Non è “una canna sbattuta dal vento”, ossia uno che si piega alla volontà dei potenti, come fanno invece i falsi profeti. Lui no: non è né incerto né pauroso né opportunista, soprattutto non è un lecchino che dice alla gente ciò che alla gente piace sentirsi dire.
Non è “un uomo vestito con abiti di lusso”, cioè non è un tipo ambizioso e non ci tiene certo a ostentare frequentazioni altolocate indossando abiti di lusso come coloro che vivevano nei palazzi dei re.
Chi è allora Giovanni? Gesù dice: È «più che un profeta».
Ma se “il più piccolo nel regno di Dio è più grande di lui” è perché il Battista sta sulla soglia, tra «l’antico» e «il nuovo» che Gesù inaugura con la sua venuta. Sì, siamo tutti più grandi di Giovanni, non per i nostri meriti però; piuttosto per la condizione nuova che Dio regala agli uomini attraverso il Figlio, nello Spirito Santo. Colmi di Spirito Santo, siamo nuove creature, figli adottivi che possono rivolgersi a Dio chiamandolo “«Abbà», papà.

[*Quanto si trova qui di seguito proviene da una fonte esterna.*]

Issue #7465, opened 2025-04-01
Out of RAM issue (not vram)


Chargeuk:
### Your question

Hi,
I am running ComfyUi in a Runpod serverless endpoint and I keep hitting out of memory (RAM) issues.
My guess is that ComfyUi is unloading my models from VRAM to RAM, but the docker container manager decides that too much RAM is being used before ComfyUI and so the process gets terminated.

Is there any way of setting ComfyUi to just completely unload the model (from RAM and VRAM) after it has been used?

Thanks

### Logs

```powershell

```

jackburton75:
Hi there, same problem here I was using wan video (normal and gguf) no problem at all before the latest update, and now it used all my system ram and pc froze (I launched it with python main.py -- highvram) it worked well no memory problem .. Thanks

Chargeuk:
maybe a solution would be a new node caching mechanism that unloads the cached data once all child nodes have executed? Probably behind a --agressive-cache flag?

Chargeuk:
I opened a pull request with a new caching mechanism that reduces the amount of RAM a workflow requires here: https://github.com/comfyanonymous/ComfyUI/pull/7509

Chargeuk:
Since my pull request has been merged, giving users the option to use —no-cache to reduce usage, I will close this. Thanks

PR #7509, opened 2025-04-06
Dependency Aware Node Caching for low RAM/VRAM machines

Chargeuk:
Adds a new node caching option that will offload a cached node once all of it's children have executed in order to reduce the amount of RAM/VRAM a workflow needs. The downside is that a workflow will fully execute each time, so for an end user, it will seem like there is no cache at all.

This caching option is enabled using a new --cache-none flag (the name was chosen as for users, it seems like no caching occurs at all).

I created this pull request due to the resources that the new video models use. see: https://github.com/comfyanonymous/ComfyUI/issues/7465

### DIFF
--- a/comfy/cli_args.py
+++ b/comfy/cli_args.py
@@ -101,6 +101,7 @@ parser.add_argument("--preview-size", type=int, default=512, help="Sets the maxi
 cache_group = parser.add_mutually_exclusive_group()
 cache_group.add_argument("--cache-classic", action="store_true", help="Use the old style (aggressive) caching.")
 cache_group.add_argument("--cache-lru", type=int, default=0, help="Use LRU caching with a maximum of N node results cached. May use more RAM/VRAM.")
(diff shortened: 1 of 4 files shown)


Kosinkadink:
Tested locally and appears to work as expected. Re-running the same workflow seems to cause a temporary rise in RAM before getting cleaned up, but that might be a quirk of python garbage collection.

A 'proper' solution in the future would be to have a way to mark which nodes should not cache their results/display used RAM/VRAM of cache on each node, but the ```--cache-none``` option should be useful on low RAM devices regardless of any more precise implementations. Looks good to me.

Kosinkadink (approved):

comfyanonymous:
Can you fix the ruff check?

Kosinkadink (approved):
I figured out how to commit to the PR branch - ruff should now be passing @comfyanonymous

PR #7524, opened 2025-04-07
🏂 - rich logging

johndpope:
fellow devs watching PRs do check this - just a few lines of code changes.

Screenshot from 2025-04-07 21-52-26

### DIFF
--- a/app/logger.py
+++ b/app/logger.py
@@ -4,10 +4,35 @@ import io
 import logging
 import sys
 import threading
+from rich.traceback import install
+from rich.console import Console
+from rich.theme import Theme
+from rich.logging import RichHandler
 
 logs = None
 stdout_interceptor = None
 stderr_interceptor = None
+
+from rich.traceback import install
+# Enable rich tracebacks globally
+install()
+
+# Configure rich console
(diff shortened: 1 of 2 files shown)


city96:
I've had a simpler version of this for a while, which was mostly based on the code from [sd_scripts](https://github.com/kohya-ss/sd-scripts/blob/52c8dec9534e9dea1226bf6e8d6ad3b1483d63aa/library/utils.py#L63)

You need to remove the default logging handler(s) to avoid the double-logging shown in your screenshot.
The code below just works as a **custom node** and sets up the handler globally when it gets loaded, which is mostly enough for my usecase.

```py
import logging
from rich.console import Console
from rich.logging import RichHandler

if logging.root.handlers:
    for handler in logging.root.handlers[:]:
        logging.root.removeHandler(handler)

formatter = logging.Formatter(fmt="%(message)s", datefmt="%Y-%m-%d %H:%M:%S")
new_handler = RichHandler(console=Console(stderr=True))
new_handler.setFormatter(formatter)
logging.root.addHandler(new_handler)

NODE_CLASS_MAPPINGS = {}
```

image

PR #7555, opened 2025-04-09
feat: Support ComfyUI-Manager for pip version

ltdrdata:
Manual setup required, yet.

https://github.com/Comfy-Org/ComfyUI-Manager/tree/feat/cacheless


christian-byrne:
Can we also ensure the comfyui manager custom node is not imported, except if `--disable-manager`?

christian-byrne:
I think if `--disable-manager` is set, we should not import the package at all.

ltdrdata:
My intention was that `--disable-manager` should only disable the Manager web service, while keeping other auxiliary features intact.  
This includes components like the security scanner, and also allows the Manager to be used as a library.

ltdrdata:
`--disable-manager-ui` has been added.
And `--disable-manager` will prevent importing ComfyUI-Manager.

Now, it is possible to distinguish between disabling ComfyUI-Manager entirely and disabling only the UI of ComfyUI-Manager.

@christian-byrne If the endpoint is blocked using `--disable-manager-ui`, is it also possible to block it from the frontend?

christian-byrne (dismissed):

Kosinkadink:
Just to make sure it won't be forgotten, this PR should be merged alongside https://github.com/comfyanonymous/ComfyUI/pull/9933

PR #7562, opened 2025-04-10
disabling fp8 compute launch argument

silveroxides:
Adds a launch argument allowing for users with 40-series cards that have issues with quality degradation from fp8-compute to disable this.


marduk191:
this should be a standard for sure. forcing inherently bad quality decisions through the client should not be the way forward.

Com’è che allora non riusciamo a percepire questa nostra grandezza?
Perché non ci coinvolge al punto da renderci e farci sentire “nuove creature”, figli amati?
Perché corriamo il rischio di rendere vano il disegno di Dio su di noi?
Sarà forse che viviamo nella dimenticanza, sviati, distratti, apatici, incapaci di tenere fisso lo sguardo sull’opera di Dio che, per dono e mistero, si compie ogni giorno anche su di noi?